◆ RECORDS SHOWN
PR #215, opened 2018-08-30
Add facts, functions, tasks, plans

dylanratcliffe:
It's a big one.

## New features

  - Structured facts
  - Functions for converting to and from bytes
  - Tasks for common actions that use the types and providers
  - Expand plan for one-touch expanding
  - Modified provider to allow `puppet resource` to work for `logical_volumes`

## Fixes

  - Fixed issues that were causing compilation to fail in tests
  - Removed some redundant code in facts

### DIFF
--- a/README.md
+++ b/README.md
@@ -287,6 +287,40 @@ parameters documented above also apply to AIX systems.
 * range (Parameter) - Sets the inter-physical volume allocation policy. AIX only
 * type (Parameter) - Configures the logical volume type. AIX only
 
+## Functions
+
+`lvm::bytes_to_size`: Converts a number of bytes to a size format that LVM can understand e.g. `lvm::bytes_to_size(214748364800)` would return `200g`
+
+`lvm::size_to_bytes`: Converts an LVM size to bytes, the opposite of `lvm::bytes_to_size`.
+
+## Tasks
+
+Documented in the ["Tasks" tab](https://forge.puppet.com/puppetlabs/lvm/tasks) on the forge
+
+## Plans
+
+### `lvm::expand`
+
+Executes common tasks for expanding mounts, this can include:
+
+* Creating PVs
+* Adding PVs to VG
+* Extending LV
+* Extending filesystem
+
+**Parameters:**
+
+`server`: *String* The target for the plan
+
+`volume_group`: *String* The volume group to which the logical volume belongs
+
+`logical_volume`: *String* The logical volume which is to be expanded
+
+`additional_size`: *String* How much size to add to the LV. This should be specified in LVM format i.e. "200m" or "2.5g"
+
+`disks`: *Array[String]* Any physical disks that should be added to the volume group as part of the expand process
+
+`resize_fs`: *Boolean* Whether or not to resize the filesystem
 
 ## Limitations
 
--- a/lib/puppet/type/logical_volume.rb
+++ b/lib/puppet/type/logical_volume.rb
@@ -13,9 +13,19 @@ Puppet::Type.newtype(:logical_volume) do
         raise ArgumentError, "Volume names must be entirely unqualified"
       end
     end
+
+    # This is a bit of a hack, drags the volume_group up from the provider if
+    # it was specified, allowing `puppet resource` and other things that rely
+    # on an indirector search to work
+    munge do |name|
+      if @resource.original_parameters[:provider].respond_to? :volume_group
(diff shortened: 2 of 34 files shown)


README.md
```diff
@@ -287,6 +287,40 @@ parameters documented above also apply to AIX systems.
 * range (Parameter) - Sets the inter-physical volume allocation policy. AIX only
 * type (Parameter) - Configures the logical volume type. AIX only
 
+## Functions
+
+`lvm::bytes_to_size`: Converts a number of bytes to a size format that LVM can understand e.g. `lvm::bytes_to_size(214748364800)` would return `200g`
```
tphoney: Generally we do not document functions in the readme, this can be removed

lib/puppet/type/logical_volume.rb
```diff
@@ -13,9 +13,19 @@
         raise ArgumentError, "Volume names must be entirely unqualified"
       end
     end
+
+    # This is a bit of a hack, drags the volume_group up from the provider if
+    # it was specified, allowing `puppet resource` and otrher things that rely
```
tphoney: typo

lib/puppet/type/logical_volume.rb
```diff
@@ -13,9 +13,19 @@
...
+    munge do |name|
+      if @resource.original_parameters[:provider].respond_to? :volume_group
+        @resource[:volume_group] = @resource.original_parameters[:provider].volume_group
+      end
+      name
+    end
   end
 
-  newparam(:volume_group) do
+  newproperty(:volume_group) do
```
tphoney: Changing this, will cause issues. It may be backwards incompatible

README.md
dylanratcliffe: Why wouldn't we document them? There aren't documented anywhere else are they?

lib/puppet/type/logical_volume.rb
dylanratcliffe: The problem with this being a param is that it's not possible to pull a param from `puppet resource` which will then cause all the tasks to fail. By definition this should have always been a property as it is able to be read back from the system and isn't just something that is provided on creation. Can we run the beaker suite or something to verify what issues it might create as this change is critical to this entire PR (except the facts)

dylanratcliffe: @tphoney Any feedback on this?

tphoney:
👍  from me. I am just going to get another review, due to its size

pmcmaw:
Hey @dylanratcliffe 

Something you may want to be aware of is that this module is currently only testing against puppet 4 in travis. I created a PR to enable puppet 5 and puppet6 however I am seeing quite a few failures. Bolt is only supported on ruby 2.3+ (2.3 is shipped with puppet4). Therefore if this PR make use of bolt in any way the configuration is not supported. 

This is the PR I have mentioned regarding updating the testing in Travis: #216

dylanratcliffe:
@pmcmaw This PR doesn't make use of any of Bolt's libraries at all so we shouldn't (and aren't) seeing any issues with Puppet 4. All changes to the T&Ps, functions and tests are Puppet 4 compatible as we've seen in the tests and should be fine with 5 and 6 also but we'll see once that PR is merged. This PR doesn't been to be blocked by #216 does it?

pmcmaw:
@dylanratcliffe no doesn't block just something I want to ensure you were aware of. 
Going to merge this, what a great PR! 👍

Tardja:
I didn't find how to post comment to code. Maybe I can't do it as PR already merged.
I noticed that changes in https://github.com/puppetlabs/puppetlabs-lvm/commit/aa5bb5cfc158ec473a2e67d9719632cc59ae2154 related to lib/facter/lvm_support.rb returned error that was fixed in PR 193:
`Error: Facter: error while resolving custom facts in /var/lib/puppet/lib/facter/lvm_support.rb: execution of command "vgs -o name --noheadings 2>/dev/null" failed: command not found.`

dylanratcliffe:
@Tardja I looked at that and thought the merge had worked correctly but maybe not, do you mean that the the error has now come back?

vchepkov:
@dylanratcliffe , yes, code now fails on systems without LVM binaries installed.
'confine' method only affects 'setcode' method, so any code outside of 'setcode' gets executed
I put comments in an existing ticket https://tickets.puppetlabs.com/browse/MODULES-6449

◆ ASSIGNED TASK
Starting from the top of the records and ending at the line that contains "-13,9 +13,19 @@ Puppet::Type.newtype(:logical_volume) do", repeat each line exactly and return only those lines.

◆ RESPONSE
PR #215, opened 2018-08-30
Add facts, functions, tasks, plans

dylanratcliffe:
It's a big one.

## New features

  - Structured facts
  - Functions for converting to and from bytes
  - Tasks for common actions that use the types and providers
  - Expand plan for one-touch expanding
  - Modified provider to allow `puppet resource` to work for `logical_volumes`

## Fixes

  - Fixed issues that were causing compilation to fail in tests
  - Removed some redundant code in facts

### DIFF
--- a/README.md
+++ b/README.md
@@ -287,6 +287,40 @@ parameters documented above also apply to AIX systems.
 * range (Parameter) - Sets the inter-physical volume allocation policy. AIX only
 * type (Parameter) - Configures the logical volume type. AIX only
 
+## Functions
+
+`lvm::bytes_to_size`: Converts a number of bytes to a size format that LVM can understand e.g. `lvm::bytes_to_size(214748364800)` would return `200g`
+
+`lvm::size_to_bytes`: Converts an LVM size to bytes, the opposite of `lvm::bytes_to_size`.
+
+## Tasks
+
+Documented in the ["Tasks" tab](https://forge.puppet.com/puppetlabs/lvm/tasks) on the forge
+
+## Plans
+
+### `lvm::expand`
+
+Executes common tasks for expanding mounts, this can include:
+
+* Creating PVs
+* Adding PVs to VG
+* Extending LV
+* Extending filesystem
+
+**Parameters:**
+
+`server`: *String* The target for the plan
+
+`volume_group`: *String* The volume group to which the logical volume belongs
+
+`logical_volume`: *String* The logical volume which is to be expanded
+
+`additional_size`: *String* How much size to add to the LV. This should be specified in LVM format i.e. "200m" or "2.5g"
+
+`disks`: *Array[String]* Any physical disks that should be added to the volume group as part of the expand process
+
+`resize_fs`: *Boolean* Whether or not to resize the filesystem
 
 ## Limitations
 
--- a/lib/puppet/type/logical_volume.rb
+++ b/lib/puppet/type/logical_volume.rb
@@ -13,9 +13,19 @@ Puppet::Type.newtype(:logical_volume) do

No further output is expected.